• Dataset:
PR #22, opened 2023-11-07
block: Reduce the chance of inconsistency for inflight I/O

brenns10:
When reading I/O requests out of a live kernel, there's a pretty good chance that the I/O could complete and the data structure could get freed during the time between when we found the data structure, and when we actually print it.

This means that the list iterators, and the printing functions, all risk reading stale and potentially overwritten data.

We can help reduce the chances of problems with two approaches:

1. Read the requests into a list ahead of time. This will help avoid the list iterators getting stale data.

2. Once we have all the requests, dereference the pointer and use .read_() to get a copy of the data that won't change even as the kernel memory changes.

With these two changes, the chance of reading false data is reduced (but not eliminated). It should reduce some flakiness in tests.

### DIFF
--- a/drgn_tools/block.py
+++ b/drgn_tools/block.py
@@ -196,7 +196,7 @@ def rq_pending_time_ms(rq: Object) -> int:
     """
     Get io pending time in ms
 
-    :param rq: ``struct request *``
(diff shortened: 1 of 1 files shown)


biger410 (approved):
Looks good to me

PR #23, opened 2023-11-07
corelens: automatically import all modules

brenns10:
With so much parallel development going on in drgn-tools, we're hitting a lot of conflicts around the list of modules which contain corelens modules.

I had wanted to avoid importing all of drgn_tools when I initially wrote this, since it seemed expensive and unnecessary given that most of the helpers didn't have corelens modules.

Now, it makes much more sense, since corelens modules are being written all the time. So let's avoid the merge conflicts, and just automatically import everything.

### DIFF
--- a/drgn_tools/corelens.py
+++ b/drgn_tools/corelens.py
@@ -9,6 +9,7 @@ import collections
 import importlib
 import inspect
 import os
+import pkgutil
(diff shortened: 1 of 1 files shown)


biger410 (approved):
Looks good to me.

PR #25, opened 2023-11-08
Add sysinfo helper

srd-17:


drgn_tools/sys.py
```diff
@@ -0,0 +1,145 @@
...
+
+from drgn_tools.corelens import CorelensModule
+from drgn_tools.cpuinfo import aarch64_get_cpu_info
+from drgn_tools.cpuinfo import x86_get_cpu_info
+from drgn_tools.mm import totalram_pages
+from drgn_tools.table import print_dictionary
+from drgn_tools.util import human_bytes
+
+
+def load_average(prog: Program) -> str:
```
brenns10, line 26: Given that `loadavg` already exists, and the function of this is to simply turn it into a string that looks like what you want, a better name would be `loadavg_str`

drgn_tools/sys.py
```diff
@@ -0,0 +1,145 @@
...
+                task_state = task.state
+        except LookupError:
+            task_state = task.__state
+        if task_state == 0:
+            task_running += 1
+        elif task_state == 1:
+            task_int += 1
+        elif task_state == 2:
+            task_unint += 1
+    return f"{int(tasks_count)} [R:{task_running} D:{task_unint} S:{task_int}]"
```
brenns10, line 70: * Drgn conveniently has a helper to convert the states to character codes: [`task_state_to_char()`](https://drgn.readthedocs.io/en/latest/helpers.html#drgn.helpers.linux.sched.task_state_to_char). You can use this so that you don't need to hard-code anything.
* You seem to have over-complicated your `task.__state` logic, you can use an if statement, or a try/except, but you don't need both. But in any case, with the above helper, you don't need that either.
* I'm a bit confused why `tasks_count` starts at `prog["nr_cpu_ids"]` and not 0?
```suggestion
    state_count = {}
    tasks_count = 0
    for task in for_each_task(prog):
        tasks_count += 1
        state_code = task_state_to_char(task)
        state_count[state_code] = state_count.get(state_code, 0) + 1
    # ensure the first categories are R(unning), D (uninterruptible), S (interruptible)
    output = f"{tasks_count}"
    for code in ("R", "D", "S"):
        output += " {code}:{state_count.get(code, 0)}"
        state_count.pop(code)
    # the remaining items in any order
    for code, count in state_count.items():
        output += " {code}:{count}"
    return output
```

The benefit here being that you get other state codes too: e.g. Z, I, X

brenns10 (changes requested):
Looks good, just a few nits here.

brenns10:
One additional request: I see you used a merge commit to merge `main` into your branch. When updating your branch, please use `git rebase` so we don't get merge commits, and we can have a clean, linear git history.

brenns10 (approved):

PR #26, opened 2023-11-09
Corelens module: dentrycache

brenns10:
We already have some excellent dentry helpers, but no actual corelens module. This PR adds the corelens module, and it adds a bit of optimization so that the runtime is pretty decent.

1. Add the corelens module.
2. Create a `dentry_path_any_mount()` helper to ensure we get a full path to the root for each dentry.
3. Stop loading dentries into memory when we're printing them out, this ensures we can scale to millions of dentries without any issue.
4. Try to match the `oled dentrycache` output by default.
5.  Improve performance by iterating over the dentry hash table in chunks, rather than one entry at a time.

### DIFF
--- a/drgn_tools/dentry.py
+++ b/drgn_tools/dentry.py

• What the exercise asks:
What lines in the entries above hold "memory"? Copy every one.

• Response box:
2. Once we have all the requests, dereference the pointer and use .read_() to get a copy of the data that won't change even as the kernel memory changes.
3. Stop loading dentries into memory when we're printing them out, this ensures we can scale to millions of dentries without any issue.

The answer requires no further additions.